Thats not ported ( bass reflex) anymore but a shitty transmission line ( or a horn if tapered large end out). TLs are my fave cab type but the calcs and operating principle are very different. The cab does not end up being smaller than open back ported or even sealed. You can get a decent TL with very little math. Now if you put a ported box in a ported box you get a bandpass enclosure - not so good for guitar, mostly car car audio and computer subwoofers, some hifi.

Now if you took the usual port tube and twisted it up ( added elbows) and extended it, all youre doing is making a mistuned bass reflex ( could be good or bad depending on what the new tuning freq of the port is - for guitar vs hifi use better is not always flat response) and when you put bends in it it makes the math complicated for no good reason.
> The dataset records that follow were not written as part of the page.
PR #4840, opened 2026-08-09
refactor(serve): split chat_completions endpoint into a package

lvhan028:
## Motivation

Improve the maintainence of v1/chat/completions 

## Modification

- Splits chat_completions.py into protocol/validation/logprobs/logits_processors/ serving modules. 

- Chat-specific models move to endpoints/chat_completions/protocol.py; shared models stay in the top-level protocol.py with backward-compat re-exports.

### DIFF
--- a/lmdeploy/serve/openai/chat_completions/__init__.py
+++ b/lmdeploy/serve/openai/chat_completions/__init__.py
@@ -1,0 +1,13 @@
+# Copyright (c) OpenMMLab. All rights reserved.
+"""``/v1/chat/completions`` endpoint package.
+
+Exposes ``register`` for router assembly. Chat/shared Pydantic models live in
+the top-level :mod:`lmdeploy.serve.openai.protocol` module (they are shared
+across the codebase), so this package only contains the serving, validation,
+logprobs and logits-processor logic.
+"""
+from __future__ import annotations
+
+from .serving import register
+
+__all__ = ['register']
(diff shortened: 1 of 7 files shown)


lmdeploy/serve/openai/protocol.py
```diff
@@ -596,3 +395,56 @@ class AbortRequest(BaseModel):
...
+    'DeltaMessage',
+    'DeltaToolCall',
+    'ExtractedToolCallInformation',
+    'FunctionCall',
+    'ToolCall',
+    'TopLogprob',
+)
+
+
+def __getattr__(name: str):
```
CUHKSZzxy: Overall LGTM.

Non-blocking: the bidirectional protocol imports require several lazy __getattr__ shims, making import order fragile. Maybe we can improve this in a follow-up.

CUHKSZzxy (approved):

irexyc:
Is it unnecessary to add an “endpoints” folder? Could we just use the “chat_completions” folder instead? vLLM use this [structure](https://github.com/vllm-project/vllm/tree/main/vllm/entrypoints/openai)

lvhan028:
> Is it unnecessary to add an “endpoints” folder? Could we just use the “chat_completions” folder instead? vLLM use this [structure](https://github.com/vllm-project/vllm/tree/main/vllm/entrypoints/openai)

That's a great suggestion

lmdeploy/serve/openai/protocol.py
lvhan028: Fixed.

irexyc (approved):

CUHKSZzxy (approved):

PR #4850, opened 2026-08-12
Fix int4 KV cache quantization range when the packed head width is not a power of two

### LINKED ISSUE #4849: [Bug] int4 KV cache: the quantization range is stretched to include 0 when the packed head width is not a power of two
### Checklist

### Describe the bug

`_fill_page_quant_int4` tiles the head at `BLOCK_D = next_power_of_2(head_dim)`, where `head_dim` is the packed (half) width. When that width is not a power of two the extra lanes fall past the end of the head, and because they are masked at the load they arrive as `0.0` and still take part in the min/max reduction in `_quant_int4`. The range becomes `[min(0, lo), max(0, hi)]` instead of `[lo, hi]`, so every value in that head is quantized on a range wider than the data occupies. A raw `head_dim` of 96 packs to 48 and gives `BLOCK_D` 64 — a quarter of every tile is dead lanes.

### Reproduction

```python
import torch

from lmdeploy.messages import QuantPolicy
from lmdeploy.pytorch.kernels.cuda.fill_kv_cache import fill_kv_cache

HEAD_DIM, NUM_HEADS, NUM_TOKENS, BLOCK_SIZE = 96, 2, 4, 16  # packed width 48 -> BLOCK_D 64, 16 dead lanes


def quant(kv, nbits=4):  # verbatim from tests/pytorch/kernel/test_fill_kv_cache.py
    amax, amin = kv.amax(dim=-1, keepdim=True), kv.amin(dim=-1, keepdim=True)
    scales = (amax - amin) / (2**nbits - 1)
    zeros = -amin / scales
    q = (kv / scales + zeros + 0.5).to(torch.uint8)
    q1, q2 = q.split(q.shape[-1] // 2, -1)
    return q1 + q2 * 16, torch.cat([scales, zeros], dim=-1)


torch.manual_seed(0)
# a head whose values do not straddle zero
states = torch.rand((NUM_TOKENS, NUM_HEADS, HEAD_DIM), device='cuda') * 2 + 1
k_caches = torch.zeros((1, BLOCK_SIZE, NUM_HEADS, HEAD_DIM // 2), dtype=torch.uint8, device='cuda')
v_caches, k_sz = torch.zeros_like(k_caches), torch.zeros((1, BLOCK_SIZE, NUM_HEADS, 2), device='cuda')
v_sz = torch.zeros_like(k_sz)

fill_kv_cache(states, states, k_caches, v_caches,
              torch.tensor([0], device='cuda'), torch.tensor([NUM_TOKENS], device='cuda'),
              torch.tensor([NUM_TOKENS], device='cuda'), NUM_TOKENS, torch.tensor([[0]], device='cuda'),
              k_sz, v_sz, QuantPolicy.INT4)

ref_q, ref_sz = quant(states)
got_q, got_sz = k_caches[0, :NUM_TOKENS], k_sz[0, :NUM_TOKENS]
print(f'values in the head: [{states.min():.4f}, {states.max():.4f}]')
print(f'scale   kernel={got_sz[0, 0, 0]:.6f}  expected={ref_sz[0, 0, 0]:.6f}')
print(f'zero    kernel={got_sz[0, 0, 1]:.6f}  expected={ref_sz[0, 0, 1]:.6f}')
print(f'packed bytes differing from the reference: {int((got_q != ref_q).sum())}/{ref_q.numel()}')


def dequant(q, sz):
    full = torch.cat([(q & 0xF).float(), (q >> 4).float()], dim=-1)
    return (full - sz[..., 1:2]) * sz[..., 0:1]


print(f'max dequant error   kernel={(dequant(got_q, got_sz) - states).abs().max():.6f}  '
      f'expected={(dequant(ref_q, ref_sz) - states).abs().max():.6f}')
```

```
values in the head: [1.0025, 2.9987]
scale   kernel=0.199023  expected=0.131584
zero    kernel=0.000000  expected=-7.687806
packed bytes differing from the reference: 379/384
max dequant error   kernel=0.099709  expected=0.065959
```

The step is 51% larger than it needs to be, i.e. about 0.6 of the 4 bits is spent covering a part of the range the data never reaches. With `head_dim=128` (packed 64), or with values that straddle zero, the kernel matches the reference exactly.

### Environment

```Shell
lmdeploy: main @ 98058c354a83f25f52b5d5ea80bfb4686996451e, installed with DISABLE_TURBOMIND=1 pip install -e .
GPU: NVIDIA B200, driver 595.71.05 (CUDA 13.2)
torch 2.12.1+cu130, triton 3.7.1, Python 3.11
```

truong-v:
## Motivation

Fixes #4849.

## Modification

- `_fill_page_quant_int4`: add `d_off = d_off % head_dim` so the lanes past the head wrap onto real channels, and load `state0`/`state1` with `kv_mask[:, None]` instead of `mask_kc` so those lanes carry data rather than `0.0`. This is exactly the shape `_fill_page_quant_int8` has. The store keeps `mask_kc`, so nothing extra is written, and every address stays inside the head.
- `TestFillKVCacheInt4NonPow2`: a subclass of the existing int4 test at `head_dim` 96 and 128, with states drawn away from zero. Both are needed — 128 packs to a power of two, and states that straddle zero make `[min(0, lo), max(0, hi)]` coincide with `[lo, hi]`, which is why the current int4 test (`head_dim` 128 only, `randn` states) cannot see this. Reverting the kernel change alone fails the two `head_dim=96` cases and leaves everything else green.

Addressing-only change, so it is perf neutral; `fill_kv_cache` int4 prefill, three interleaved before/after runs on a B200:

| shape | before | after |
|---|---|---|
| head_dim 96, 8 heads, 4096 tokens | 12.30-12.31 us | 12.31-12.33 us |
| head_dim 128, 8 heads, 4096 tokens | 12.55-12.62 us | 12.56-12.57 us |
| head_dim 96, 32 heads, 8192 tokens | 38.86-38.90 us | 38.91-38.92 us |
| head_dim 128, 32 heads, 8192 tokens | 39.02-39.05 us | 39.02-39.04 us |

## Environment

```
lmdeploy: main @ 98058c354a83f25f52b5d5ea80bfb4686996451e, installed with DISABLE_TURBOMIND=1 pip install -e .
GPU: NVIDIA B200, driver 595.71.05 (CUDA 13.2)
torch 2.12.1+cu130, triton 3.7.1, Python 3.11
```

### DIFF
--- a/lmdeploy/pytorch/kernels/cuda/fill_kv_cache.py
+++ b/lmdeploy/pytorch/kernels/cuda/fill_kv_cache.py
@@ -303,6 +303,7 @@ def _fill_page_quant_int4(
     """Fill page int4."""
     d_off = tl.arange(0, BLOCK_D)
     mask_kc = kv_mask[:, None] & (d_off[None, :] < head_dim)
+    d_off = d_off % head_dim
     state_ptr = state_ptr + head_id * stride_sh
     state0_ptrs = state_ptr + q_offs[:, None] * stride_ss + d_off[None, :] * stride_sd
     state1_ptrs = state0_ptrs + head_dim * stride_sd
@@ -312,8 +313,8 @@ def _fill_page_quant_int4(
     scales_ptrs = scales_zeros_ptr + page_offs[:, None] * stride_szb
     zeros_ptrs = scales_ptrs + stride_szd
 
-    state0 = tl.load(state0_ptrs, mask=mask_kc)
-    state1 = tl.load(state1_ptrs, mask=mask_kc)
+    state0 = tl.load(state0_ptrs, mask=kv_mask[:, None])
+    state1 = tl.load(state1_ptrs, mask=kv_mask[:, None])
     state, scales, zeros = _quant_int4(state0, state1)
 
     tl.store(cache_ptrs, state, mask=mask_kc)
--- a/tests/pytorch/kernel/test_fill_kv_cache.py
+++ b/tests/pytorch/kernel/test_fill_kv_cache.py
@@ -293,6 +293,33 @@ class TestFillKVCacheInt4(TestFillKVCacheInt8):
         torch.testing.assert_close(v_caches, gt[1])
 
 
+class TestFillKVCacheInt4NonPow2(TestFillKVCacheInt4):
+    """Int4 with a packed head width that is not a power of two.
+
+    BLOCK_D then covers lanes past the end of the head. The states are kept away from zero so that those lanes would
+    widen the quantization range if they took part in it.
+    """
+
+    @pytest.fixture
+    def k_states(self, num_tokens, num_heads, head_dim):
+        yield torch.rand(num_tokens, num_heads, head_dim).cuda() * 2 + 1
+
+    @pytest.fixture
+    def v_states(self, k_states):
+        yield torch.rand_like(k_states) * 2 + 1
+
+    @pytest.mark.parametrize('head_dim', [96, 128], indirect=True)
+    @pytest.mark.parametrize(['seq_lens', 'history_lens'], [
+        ((1, 1, 1, 1), (1, 16, 31, 24)),
+        ((1, 8, 16, 24), (1, 16, 31, 24)),
+    ],
+                             indirect=True)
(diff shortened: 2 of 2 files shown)


grimoire (approved):
LGTM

The bend does nothing for the resulting sound; its about the volume of air in the port, essentially a helmholtz resonator.


----------



## mhammer (Nov 30, 2007)

I'll agree, tentatively. I think we need to distinguish between all the math and twists and turns required for achieving something close to flat frequency response for sound reproduction, and squeezing more bass out of a small package that will inevitably be subject to all manner of EQ-ing, wahs, etc. that will stray quite far from flat response. In other words, I'm willing to be slack'n'sloppy for the purposes of rock and roll. That said, I can understand that others might want something more predictable. I'm just saying there ARE ways of squeezing out more bass and apparent volume from small enclosures. They may not be easy or precise, but they WILL get you more. Builder's choice.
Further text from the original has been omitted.